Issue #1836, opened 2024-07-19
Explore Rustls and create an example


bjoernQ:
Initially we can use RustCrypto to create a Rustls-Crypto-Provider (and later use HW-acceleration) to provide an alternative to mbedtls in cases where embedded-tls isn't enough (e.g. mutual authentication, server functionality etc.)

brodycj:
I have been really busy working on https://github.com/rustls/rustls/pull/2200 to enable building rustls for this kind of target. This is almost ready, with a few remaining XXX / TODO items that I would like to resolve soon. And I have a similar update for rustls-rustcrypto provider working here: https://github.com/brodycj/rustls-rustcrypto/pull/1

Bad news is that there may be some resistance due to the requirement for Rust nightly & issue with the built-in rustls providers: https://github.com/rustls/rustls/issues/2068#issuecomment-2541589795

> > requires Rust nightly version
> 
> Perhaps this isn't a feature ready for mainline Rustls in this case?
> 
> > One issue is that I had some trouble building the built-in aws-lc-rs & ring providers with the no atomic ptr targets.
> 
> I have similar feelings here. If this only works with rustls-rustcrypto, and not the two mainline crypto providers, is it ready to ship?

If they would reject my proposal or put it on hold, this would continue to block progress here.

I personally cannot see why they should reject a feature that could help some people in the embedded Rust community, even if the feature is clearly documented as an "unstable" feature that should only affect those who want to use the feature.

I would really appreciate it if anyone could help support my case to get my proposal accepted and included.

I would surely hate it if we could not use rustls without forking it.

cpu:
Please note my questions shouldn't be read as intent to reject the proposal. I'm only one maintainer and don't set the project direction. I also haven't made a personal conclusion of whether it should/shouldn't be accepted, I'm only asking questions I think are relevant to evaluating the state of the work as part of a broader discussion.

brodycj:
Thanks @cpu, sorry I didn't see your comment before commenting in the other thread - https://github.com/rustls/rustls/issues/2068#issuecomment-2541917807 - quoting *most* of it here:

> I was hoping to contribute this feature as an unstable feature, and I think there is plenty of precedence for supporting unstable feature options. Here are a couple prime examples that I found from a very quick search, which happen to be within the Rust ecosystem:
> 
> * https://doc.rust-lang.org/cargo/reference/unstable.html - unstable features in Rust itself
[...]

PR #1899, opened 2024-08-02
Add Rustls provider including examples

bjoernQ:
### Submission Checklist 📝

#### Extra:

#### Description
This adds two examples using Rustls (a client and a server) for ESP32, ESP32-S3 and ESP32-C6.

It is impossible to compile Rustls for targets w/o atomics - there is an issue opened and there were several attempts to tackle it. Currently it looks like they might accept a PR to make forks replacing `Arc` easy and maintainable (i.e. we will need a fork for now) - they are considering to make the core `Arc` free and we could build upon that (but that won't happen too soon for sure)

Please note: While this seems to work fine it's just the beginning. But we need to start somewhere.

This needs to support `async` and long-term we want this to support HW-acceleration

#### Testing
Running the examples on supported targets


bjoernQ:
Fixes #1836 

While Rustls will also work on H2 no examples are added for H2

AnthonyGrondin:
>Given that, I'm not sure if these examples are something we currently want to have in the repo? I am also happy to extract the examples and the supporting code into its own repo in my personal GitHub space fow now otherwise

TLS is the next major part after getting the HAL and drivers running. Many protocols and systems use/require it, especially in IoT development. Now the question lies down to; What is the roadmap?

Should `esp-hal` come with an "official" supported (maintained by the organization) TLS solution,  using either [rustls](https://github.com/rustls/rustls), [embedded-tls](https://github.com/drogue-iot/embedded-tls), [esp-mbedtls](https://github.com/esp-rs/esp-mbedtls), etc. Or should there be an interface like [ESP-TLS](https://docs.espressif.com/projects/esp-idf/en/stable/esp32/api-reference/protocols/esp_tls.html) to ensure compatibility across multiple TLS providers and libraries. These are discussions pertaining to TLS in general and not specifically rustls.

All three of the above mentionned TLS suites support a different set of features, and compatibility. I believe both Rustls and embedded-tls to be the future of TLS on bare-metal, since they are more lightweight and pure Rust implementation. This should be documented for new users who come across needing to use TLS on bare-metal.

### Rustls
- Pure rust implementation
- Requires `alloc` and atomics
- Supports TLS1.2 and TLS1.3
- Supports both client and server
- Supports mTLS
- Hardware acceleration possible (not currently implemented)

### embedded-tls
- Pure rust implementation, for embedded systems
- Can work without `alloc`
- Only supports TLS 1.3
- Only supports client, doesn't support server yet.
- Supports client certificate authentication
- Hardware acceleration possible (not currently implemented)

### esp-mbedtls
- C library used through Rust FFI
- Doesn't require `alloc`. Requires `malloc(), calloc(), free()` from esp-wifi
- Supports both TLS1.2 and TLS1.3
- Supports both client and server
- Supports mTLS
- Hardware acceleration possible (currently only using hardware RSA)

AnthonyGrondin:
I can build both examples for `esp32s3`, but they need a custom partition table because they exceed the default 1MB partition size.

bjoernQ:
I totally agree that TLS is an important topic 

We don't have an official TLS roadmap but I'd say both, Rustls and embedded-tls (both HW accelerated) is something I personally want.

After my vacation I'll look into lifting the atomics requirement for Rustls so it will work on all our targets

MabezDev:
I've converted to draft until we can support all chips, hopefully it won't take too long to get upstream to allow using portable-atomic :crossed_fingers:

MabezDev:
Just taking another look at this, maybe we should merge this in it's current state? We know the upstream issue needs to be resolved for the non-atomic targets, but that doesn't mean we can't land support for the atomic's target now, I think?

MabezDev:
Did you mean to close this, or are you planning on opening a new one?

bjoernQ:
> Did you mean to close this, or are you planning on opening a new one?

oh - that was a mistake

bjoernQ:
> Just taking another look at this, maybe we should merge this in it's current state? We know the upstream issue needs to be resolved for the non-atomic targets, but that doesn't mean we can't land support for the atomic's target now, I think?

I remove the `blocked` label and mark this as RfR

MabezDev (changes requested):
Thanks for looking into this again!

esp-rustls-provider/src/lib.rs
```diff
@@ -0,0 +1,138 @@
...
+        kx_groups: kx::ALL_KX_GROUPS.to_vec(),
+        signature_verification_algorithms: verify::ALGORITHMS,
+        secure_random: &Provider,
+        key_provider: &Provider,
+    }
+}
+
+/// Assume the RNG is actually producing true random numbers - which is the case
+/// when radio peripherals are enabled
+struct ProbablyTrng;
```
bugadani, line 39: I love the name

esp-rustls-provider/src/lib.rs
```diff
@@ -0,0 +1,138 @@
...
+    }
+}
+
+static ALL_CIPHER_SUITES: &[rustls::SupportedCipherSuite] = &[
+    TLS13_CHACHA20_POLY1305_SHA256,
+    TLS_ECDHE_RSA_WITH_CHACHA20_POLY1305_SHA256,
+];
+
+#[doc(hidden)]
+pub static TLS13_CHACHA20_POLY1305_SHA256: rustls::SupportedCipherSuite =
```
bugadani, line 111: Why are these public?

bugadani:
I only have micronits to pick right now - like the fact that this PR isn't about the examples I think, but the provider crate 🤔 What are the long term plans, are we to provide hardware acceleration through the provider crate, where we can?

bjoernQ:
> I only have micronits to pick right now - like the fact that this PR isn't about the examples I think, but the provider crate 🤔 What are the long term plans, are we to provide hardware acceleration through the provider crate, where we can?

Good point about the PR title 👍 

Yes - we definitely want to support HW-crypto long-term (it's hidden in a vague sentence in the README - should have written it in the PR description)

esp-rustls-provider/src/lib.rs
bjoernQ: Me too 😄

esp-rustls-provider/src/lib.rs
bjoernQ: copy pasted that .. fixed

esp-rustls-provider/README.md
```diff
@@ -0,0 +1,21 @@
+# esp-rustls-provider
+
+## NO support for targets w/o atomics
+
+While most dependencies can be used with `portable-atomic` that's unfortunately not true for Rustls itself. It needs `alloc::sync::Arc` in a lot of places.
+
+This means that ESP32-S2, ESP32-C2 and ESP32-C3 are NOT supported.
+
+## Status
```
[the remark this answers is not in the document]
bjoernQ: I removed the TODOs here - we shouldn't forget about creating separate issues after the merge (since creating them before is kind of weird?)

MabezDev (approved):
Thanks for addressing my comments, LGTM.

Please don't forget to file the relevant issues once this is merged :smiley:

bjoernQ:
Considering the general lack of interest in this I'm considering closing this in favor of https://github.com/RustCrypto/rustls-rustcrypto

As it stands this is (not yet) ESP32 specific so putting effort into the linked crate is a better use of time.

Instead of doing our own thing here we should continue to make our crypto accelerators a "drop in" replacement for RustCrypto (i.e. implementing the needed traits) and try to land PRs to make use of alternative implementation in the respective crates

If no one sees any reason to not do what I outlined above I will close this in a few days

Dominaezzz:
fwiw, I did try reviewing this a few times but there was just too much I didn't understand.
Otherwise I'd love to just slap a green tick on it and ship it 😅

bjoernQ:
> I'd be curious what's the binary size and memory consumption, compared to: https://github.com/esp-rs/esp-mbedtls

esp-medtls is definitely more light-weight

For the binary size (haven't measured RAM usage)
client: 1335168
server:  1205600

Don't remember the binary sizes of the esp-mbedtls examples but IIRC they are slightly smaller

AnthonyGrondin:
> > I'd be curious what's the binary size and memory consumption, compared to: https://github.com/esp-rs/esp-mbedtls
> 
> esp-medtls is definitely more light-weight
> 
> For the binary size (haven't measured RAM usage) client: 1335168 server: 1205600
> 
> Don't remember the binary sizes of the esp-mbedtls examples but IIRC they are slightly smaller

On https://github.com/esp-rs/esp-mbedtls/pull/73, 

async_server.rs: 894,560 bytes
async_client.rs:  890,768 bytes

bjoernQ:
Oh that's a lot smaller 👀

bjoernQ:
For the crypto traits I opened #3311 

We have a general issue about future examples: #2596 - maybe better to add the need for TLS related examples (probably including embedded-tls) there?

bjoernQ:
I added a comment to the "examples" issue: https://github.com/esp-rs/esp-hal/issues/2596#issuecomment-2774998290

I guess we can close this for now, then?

**Exercise objective:** Lines with "help": find them in the data and copy each one.

**Task result:**
I personally cannot see why they should reject a feature that could help some people in the embedded Rust community, even if the feature is clearly documented as an "unstable" feature that should only affect those who want to use the feature.
I would really appreciate it if anyone could help support my case to get my proposal accepted and included.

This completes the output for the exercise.